Non-observance of these social codes could bring bring temporary embarrassment but seldom incurred any formal penalty. For forgetfully wearing his bonnet in Queen Mary’s presence, the Tudor poet John Heywood (so Ben Jonson reports) was affectionately teased but suffered no graver penalty. For disdaining all forms of social deference – bowing, doffing of hats, compliments, salutations, farewells, all distinction in forms of address (even in ‘you’ and ‘thou’ pronouns) – Quakers were often regarded as odd customers but were seen nonetheless as generally worthy of trust.

Yet such tolerance had its limits.

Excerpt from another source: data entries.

PR #2596, opened 2026-06-02
feat(nat): NATService

gmelodie:
## Summary

Wires the UPnP and NAT-PMP port-mapping backends from parts 1-4 into the
end-to-end NAT traversal flow. This is part 5 of 6.

- Extends `libp2p/services/natservice.nim` with two new `NATMode`s (`Upnp`,
  `NatPmp`), `upnpConfig` / `natPmpConfig` constructors, a `setupMappings`
  routine that discovers the IGD and requests a mapping for every private
  IPv4 listen address, and a `refreshLoop` that re-issues mappings before
  the lease expires (also invalidating the cached external IP so DHCP
  renewals / failovers are picked up).
- The address mapper rewrites each listen multiaddr in-place to the public
  `(extIp, extPort)` so it flows through `peerInfo.addressMappers` and is
  surfaced via identify like any other announced address. Falls back to
  passing listen addrs through unchanged when discovery yields nothing,
  so it composes cleanly with other mappers in the chain.
- `start` / `stop` are symmetric: backends are constructed in `start` (so
  a stop/start cycle re-creates them) and `stop` tears down mappings,
  closes the mapper, and clears the cached external IP.
- `builders.nim`: `withNAT` gains an optional `PortMapperFactory`
  parameter. Production picks the UPnP / NAT-PMP backend matching
  `config.mode` via `defaultPortMapperFactory`; tests inject mocks.
- Reopened from #2575 which was accidentally merged early.

Renames the existing `NATMode` enum values from `natModeAuto` /
`natModeExplicitIp` to `Auto` / `ExplicitIp` for consistency with the new
`Upnp` / `NatPmp` variants.

## Affected Areas

- [x] Peer Management / Discovery — new external-address path via NAT
  port mapping, surfaced through `peerInfo.addressMappers`.
- [x] Build / Tooling — `NATService.new` now takes an optional
  `PortMapperFactory`; `withNAT` exposes the same hook.
- [x] Other — `NATMode` enum value rename (`natModeAuto` →
  `Auto`, `natModeExplicitIp` → `ExplicitIp`).

Downstream impact is limited to the renamed enum values and the new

Even milder deviations from an expected norm – wearing jewellery in the nose and lips, as Indians did, rather than in ‘the fit and natural place of the ears’ (Sir Philip Sidney’s words), or riding sidesaddle ‘on the wrong side of the horse’, facing right instead of left, as Irish women did (as Edmund Spenser noted) – could disturb highly tuned English sensitivities. More extreme departures from ‘civilised’ practice might lead to a heightened sense of cultural supremacy on the part of observers: to the massacres by Cromwell’s army of the seemingly barbarous Irish citizens, to the distribution, by the British, to American Indians of blankets infected by smallpox, to the poisoned flour given by English settlers to Indigenous Australians and the casual appropriation of their land. Montaigne’s enlightened vision of a plurality of civilisations, each worthy of toleration, respect, and admiration, was a rarity in the early modern world. With some warrant, Marx and Engels were to regard ‘civilisation’ as a fiction cynically invented by marauding nations of the west as a justification for their seizure of lands, lives, and natural resources to which they had no legal or ethical claim.

Keith Thomas (photograph by the National Liberal Club for the British Academy)Keith Thomas (photograph by the National Liberal Club for the British Academy)How then does Keith Thomas himself finally assess Western civilisation: is he really in favour of it, as an ardent admirer of its values may feel obliged to ask? Not the least remarkable feature of this scholarly and wide-ranging study is its patient and steady tone. Its principal focus is not, in fact, on the Western world, or even always on Britain as a whole, but (as its subtitle suggests) on England, the country in which Thomas himself has spent most of his professional life. It is here, though, as a native-born Welshman, he continues also to feel, even in the familiar cloisters and libraries of Oxford, ‘something of an outsider’. Here too, as an historian, he is sharply aware of the cruelties inflicted over the centuries by the English on their seemingly barbarous Celtic neighbours, which are described unwaveringly in this account. These tensions within his own personal and professional experience (it may be thought) affect and moderate his approach to this notoriously divisive subject. ‘I have tried to study the English people in the way an anthropologist approaches the inhabitants of an unfamiliar society,’ he writes, ‘seeking to establish their categories of thought and behaviour and the principles that governed their lives. My aim is to bring out the distinctive texture and complexity of past experience in one particular milieu.’ Balance, erudition, and the ethnographic spirit aren’t bad qualities to bring to this peculiarly vexed debate at the present moment, and may collectively constitute a decent working definition of that evasive quality the book sets out to pursue: civility.

Contributor's note: Since the publication of this review, news of the University of Wollongong's acceptance of the Ramsay Centre offer has been announced.